[Work to be completed]
Which of the lines below mention the word "Polygon"? Pull each one out.

[Material for this task]
Issue #693, opened 2021-01-08
Current way of using a source density map can cause a problem


galaxyumi:
Currently, a source density map is computed at the very beginning of the BEAST runs without any convex hall or/and erosion conditions are applied. While helping @kmcquinn and her student Max Newman, I noticed that the highest source density bin was outside their eroded convex hall area, resulting in that their input ASTs were selected in a lower number of source density bins than they set in the beast_settings.txt. 

Thus, we need to either create a source density map after applying the convex hull or/and erosion conditions or to apply the conditions to the pre-generated source density map before computing the source density bins.

galaxyumi:
I encountered the same issue for one of my galaxies. I set the number of source density to be 8 in the beast_settings.txt file, but the two lowest and two highest density bins were outside the convex hull where I don't have a full filter coverage. Thus the input ASTs were only populated into four (out of 8) source density bins, resulting in a lower resolution in the noise models eventually.

karllark:
As you say, this sounds like the convex hull and/or erosion conditions need to be moved to the initial source density map creation.  Is this straightforward?  Do we use the same code?

galaxyumi:
I don't see any problems with using the same code, at least the core part. I believe it should be straightforward, but might require some minor modifications. Need to find some time to work on this.

karllark:
Great to hear.

cmurray-astro:
I'll work on this today! My thought is that it would be better(?)/easier to go with Yumi's latter suggestion from her first post -- apply the same erosion conditions to the full/original SD map before computing the SD bins rather than use the erosion conditions to generate the SD map (because this erosion business is only used in pick_positions_from_map). What do you think, @galaxyumi?

PR #703, opened 2021-03-10
Adding erosion step to source density map creation

cmurray-astro:
Addressing issue #693, I added an "erode_boundary" parameter to the make_source_dens_map function in create_background_density_map. This (I think) will mean that the source density is computed for the same region that ASTs are placed in... in other words, the RA/Dec grid used for computing source density across each field will be the same (i.e., generated using the full catalog), but the value of the source density in each pixel is based on the sources that overlap with the eroded region. 

Very much looking forward to thoughts from @galaxyumi and @karllark!

### DIFF
--- a/beast/observationmodel/ast/make_ast_xy_list.py
+++ b/beast/observationmodel/ast/make_ast_xy_list.py
@@ -321,7 +321,7 @@ def pick_positions_from_map(
 
                 # - erode_boundary
                 # if you only want to erode the boundary and not impose other
-                # coordinate boundary constraints, still discard SD tiles
+                # coordinate boundary constraints, still discard SD tiles that don't overlap
                 if (set_coord_boundary is None) and (erode_boundary is not None):
                     if catalog_boundary_xy and tile_box_xy:
                         if (
--- a/beast/observationmodel/ast/make_ast_xy_list.py
+++ b/beast/observationmodel/ast/make_ast_xy_list.py
@@ -319,6 +319,27 @@ def pick_positions_from_map(
 
                 # discard tile if there's no overlap with user-imposed regions
 
+                # - erode_boundary
+                # if you only want to erode the boundary and not impose other
+                # coordinate boundary constraints, still discard SD tiles
+                if (set_coord_boundary is None) and (erode_boundary is not None):
+                    if catalog_boundary_xy and tile_box_xy:
+                        if (
+                            Polygon(catalog_boundary_xy.vertices)
+                            .intersection(tile_box_xy)
+                            .area
+                            == 0
+                        ):
+                            keep_tile[j] = False
+                    elif catalog_boundary_radec and tile_box_radec:
+                        if (
+                            Polygon(catalog_boundary_radec.vertices)
+                            .intersection(tile_box_radec)
+                            .area
+                            == 0
+                        ):
+                            keep_tile[j] = False
+
                 # - set_coord_boundary
                 if set_coord_boundary is not None:
                     # coord boundary is input in RA/Dec, and tiles are RA/Dec,
--- a/beast/tools/create_background_density_map.py
+++ b/beast/tools/create_background_density_map.py
@@ -564,8 +564,10 @@ def make_source_dens_map(
             pix_box = geometry.box(i, j, i + 1, j + 1)
             # find fractional overlap area
             frac_area = catalog_boundary.intersection(pix_box).area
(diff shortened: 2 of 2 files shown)


cmurray-astro:
this was admittedly a premature PR. working on bugs!

cmurray-astro:
I changed the strategy so that you can pass an optional parameter to create_background_density_map.main_make_map() called "erode_boundary" (which can be set to the same value as the beast_settings.txt parameter "ast_erode_selection_region", e.g.) which will be used to determine the RA/Dec grid on which the source density map is created (previously, the grid used the min/max values in the catalog).

For Scylla SMC_6 this results in a change in SD maps from the first to the second plots:
Screen Shot 2021-03-10 at 4 27 36 PM
Screen Shot 2021-03-10 at 4 28 01 PM

galaxyumi:
Thanks @cmurray-astro for stepping out for this! 

It is not super clear to me why the higher SD bins still appear on the boundary. Maybe thery are very real this time?

cmurray-astro:
Yes -- the troubling thing I've found is the dynamic range in source density depends strongly on the selected parameters for the map (pixel size (e.g., 5''),  number of pixels, and now erosion boundary)

karllark:
Is there something at the boundary that causes high values - maybe in the computation of the area of the "spatial pixels" at the edges?  Maybe we just should not do any regions that are not fully covered inside the erosion boundary?  Or maybe I don't really understand this issue - if so ignore this comment entirely.

cmurray-astro:
these are good questions! @christinawlindberg has graciously agreed to test this PR and check how the pixel coverages are affected :)

galaxyumi:
@cmurray-astro Yes, the dynamic range in source density also strongly depends on the magnitude range over which the source density is calculated. As long as the **relative** source density profile shape (# of pixels vs. source density) looks more or less the same, the varying **absolute** dynamic range, which depends on many factors, shouldn't be a problem. In other words, we should not rely on the absolute source density values. From conversation with @karllark, he pointed out that we don't know the underlying true source densities anyway without a perfect completeness correction. The key might be not reducing the number of source density bins by too much just based on the dynamic range in SD. For example, for one of the LUVIT galaxies, I had two (actually tried many more) versions of SD maps with different combinations of SD map parameters. I noticed that the dynamic range of one SD map goes from 0 to 15 while that of the other map goes from 0 to 7. I wondered if I want to reduce the number of SD bins for the second case because of a narrow dynamic range, and my answer was no. This was mainly because the way of distribution input ASTs across the image. To better follow the observed stellar density profile, to me it was more reasonable to keep the same number SD bins for those two cases. Does it make sense to you as well?

For the moment, my conclusion  about creating a SD map has been reached to the point where I might want to calculate SD twice. First, create an initial SD map that well reflects the observed 2d stellar density profile just to place input ASTs. Once we compute the completeness from real AST results, we can create the final SD map, which will be used to split catalogs, compute noise models, and fit SEDs. In short, I won't worry too much about getting a precise SD map in the step of generating input ASTs. But, of course, we want to make sure the eroding is happening in the expected way!

christinawlindberg:
I looked at where the SD map tiles/pixels were located for high SD ( > 2.32) and it looks like all the tiles in that SD bin are edge cases. Below, I've created plots for each of the tiles, and it looks like these elevated SD values are just a side effect of the tiny areas. 

If I knew the indices for all of the edge tiles, I would suspect that there are also a lot of tiles with lower than average source density. 

To avoid these cases, we thought it might be best to only compute the source density in tiles with a fractional overlap area > = 10%. @cmurray-astro Has an updated source density plot with this implemented and the SD range is a lot smaller!

sd_plot

cmurray-astro:
yep! excluding pixels in the source density map grid which overlap with the catalog by less than 10% results in this: 
Screen Shot 2021-03-11 at 3 29 09 PM

cmurray-astro:
@galaxyumi I agree with your conclusions about considering SD twice -- first for placing input ASTs, and then for splitting/fitting. Based on Christina's analysis, I also think it makes sense to exclude pixels which have <10% coverage by sources, because our measurement of source density for these is based on very small number statistics. I'm wondering what you both think (@karllark too) -- hard code a limit or add another settable parameter?

karllark:
@christinawlindberg : if you are happy with the revised PR, please formally approve.

christinawlindberg (approved):

Issue #704, opened 2021-03-15
WCS SD Tile transformation incorrect 


christinawlindberg:
It looks like the tile transformation from RA/DEC to x/y isn't correct when figuring out which tiles fall within the boundary region in `make_ast_xy_list.py` around lines 286. I noticed this since there were edge tiles in high source density bins that clearly overlapped the boundary area in RA/DEC,  resulting in 4 non-empty source density map bins, but when the code actually ran, only 3 non-empty map bins were filled. 

Currently, the boundary and tile overlap in `make_ast_xy_list.py` is checked in xy coordinates. If the same check is made with RA/DEC coordinates, then the edge tiles remain and aren't removed, resulting in 4 non-empty map bins.

![sd_radec_v_xy](https://user-images.githubusercontent.com/24800168/111196429-a3386180-8593-11eb-84ba-dbc86a42b6c5.png)

PR #706, opened 2021-03-24
Xy box fix

christinawlindberg:
Fixed xy vs ra/dec priority ordering for checking whether a source density tile is within the boundary area or not. This is a short-term fix for Issue #704. Long term we will need to either figure out if shapely allows diagonal boxes or to just phase out xy functionality completely (although I'm personally not in favor of this plan)


cmurray-astro (approved):
LGTM! definitely open an issue re keeping the xy region capability around long term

[Result of this task]
+                            Polygon(catalog_boundary_xy.vertices)
+                            Polygon(catalog_boundary_radec.vertices)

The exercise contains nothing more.